Blocking end-to-end tests

This page describes the process and technical documentation around blocking end-to-end tests at GitLab. Blocking tests are executed as a showstopper step in the release pipelines. Blocking tests are executed as a blocking step in MRs but not the deployments.

Overview

GitLab’s end-to-end tests for API and UI, located in qa/qa/specs/features/, can be promoted to:

  • Smoke Tests: Essential for the release process, they are executed and can stop deployments from going further.
  • Blocking Tests: Key to maintaining code quality in MRs, blocking on failure and mandatory passing for MR approval.

In the longer term, the :blocking bucket will be sunset. All the tests will be run as a blocking step in the MRs and only smoke tests will be run during the release process.

Defining a Blocking Test

  • A :blocking test consistently succeeds in the master or nightly pipeline for at least 14 days.
  • A blocking test is for MR quality control and not included in deployment pipelines.

Promotion Processes

To Blocking Suite

Tests are selected for promotion by a weekly automated script that uses the data produced by reliable test report. The automated script is run once a week by a schedule named “Weekly reliable, unreliable E2E spec report” in the quality/toolbox project.

  • Criteria: 14 consecutive days of success and top 10 in run frequency in master or nightly pipelines
  • The process involves generating MRs for the top-performing tests and assigning them for review by counterpart SET for the DevOps stage of the test as a DRI.
  • A test should ideally not be promoted manually without it being identified in the reliable test report. However, if a test has been identified in the reliable test report did not make it to the top 10 number of runs, it can be promoted by manually creating an MR.
  • Orchestrated tests are also selected for promotion to blocking even though they do not currently run in the blocking GDK jobs (gdk-qa-blocking). This will ensure we have a set of stable orchestrated tests when we make the orchestrated tests block MRs

The flow of promotion to blocking as a decision tree:

flowchart TD
    %% nodes
    reliable_test_report[Reliable test report\nruns once a week]
    end_to_end_test[End to end test]
    passed_consistently_for_14_days_check{Passed\nconsistently\nfor 14 days}
    master_and_nightly_piplines_check{Ran in master or\nnightly pipline}
    surfaces_in_reliable_test_report[Surface in reliable test report]
    top_10_run_frequency_check{In top 10 list\nby no of runs}
    create_merge_request_for_promotion[Merge request created for promotion]
    no_action_performed[No action performed]

    %% diagram
    reliable_test_report --> |Evaluates| end_to_end_test
    end_to_end_test --> master_and_nightly_piplines_check
    master_and_nightly_piplines_check --> |Yes |passed_consistently_for_14_days_check
    master_and_nightly_piplines_check --> |No |no_action_performed
    passed_consistently_for_14_days_check --> |Yes| surfaces_in_reliable_test_report
    passed_consistently_for_14_days_check --> |No |no_action_performed
    surfaces_in_reliable_test_report --> top_10_run_frequency_check
    top_10_run_frequency_check --> |Yes| create_merge_request_for_promotion
    top_10_run_frequency_check --> |No |no_action_performed

Weekly Reliable Spec Report

This report plays a crucial role in managing the health of the test suite, highlighting:

  • Specs passing consistently for 14 days in different pipelines.

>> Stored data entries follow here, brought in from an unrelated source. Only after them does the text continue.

PR #428, opened 2021-01-08
[EXPERIMENT] Update resolver and use newly introduced method

cstamas:
Update resolver and make use of newly introduced method in https://github.com/apache/maven-resolver/pull/87

This PR is NOT meant for merge as is, is more just an example.


slachiewicz:
I'm really interested in how this will work (ie use the newer resolver method) in plugins - that run in older maven 3.6.3 (as a replacement to m-artifact-transfer.

cstamas:
Was m-a-t initial goal to "hide" org.sonatype vs org.eclipse resolver diffs? So to say maven 3.0 vs maven 3.1. Also, it is sitting between maven (core) and resolver (core), but m-a-t is not in core? -- correct me if am wrong.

These tests are promoted to blocking.
  • Blocking specs that failed in last 14 days. These tests are quarantined.

Managing Test Failures

The flow of test failures as a decision tree:

flowchart TD
    %% nodes
    test_fails[An E2E test fails]
    failure_in_mr_check{Failure is\nin MR?}
    author_fixes[MR author fixes the code\nor updates the test]
    failure_issue_created[Failure issue created]
    test_session_report[Failure issue surfaces on\ntest session report and Slack]
    manual_triage_flow[Manual Triage Flow]
    blocking_check{Failed test\nis blocking?}
    nightly_or_master_check{Failure is\non master\nor nightly\npipeline?}
    surface_on_relaible_report[Failure issue surfaces\non reliable test report]
    one_percent_failure_check{Test failed\nin more than\n1% of runs?}
    failure_issue_open_check{Failure\nissue\nis open?}
    test_environment_related_check{Failure is\nenvoronment\nrelated?}
    create_mr_for_quarantine[MR auto created for quarantine]
    no_action[No action needed]

    %% external links
    click manual_triage_flow "https://handbook.gitlab.com/handbook/engineering/infrastructure/test-platform/debugging-qa-test-failures/#triage-flow"

    %% diagram
    test_fails --> failure_in_mr_check
    failure_in_mr_check -->|Yes| author_fixes
    failure_in_mr_check -->|NO| failure_issue_created
    failure_issue_created --> test_session_report
    test_session_report --> manual_triage_flow
    failure_issue_created --> nightly_or_master_check

    nightly_or_master_check -->|Yes| blocking_check
    nightly_or_master_check -->|No| manual_triage_flow
    blocking_check -->|Yes| surface_on_relaible_report
    blocking_check -->|No| manual_triage_flow

    surface_on_relaible_report --> one_percent_failure_check
    one_percent_failure_check -->|Yes| failure_issue_open_check
    one_percent_failure_check -->|No| no_action
    failure_issue_open_check -->|Yes| test_environment_related_check
    failure_issue_open_check -->|No| no_action
    test_environment_related_check -->|No| create_mr_for_quarantine
    test_environment_related_check -->|Yes| manual_triage_flow

What happens when a blocking test fails?

Blocking test failures require immediate attention:

  • In MRs: The author is responsible for addressing any bugs or updating the test.
  • In master or nightly pipeline: Consistent failures trigger automatic quarantine.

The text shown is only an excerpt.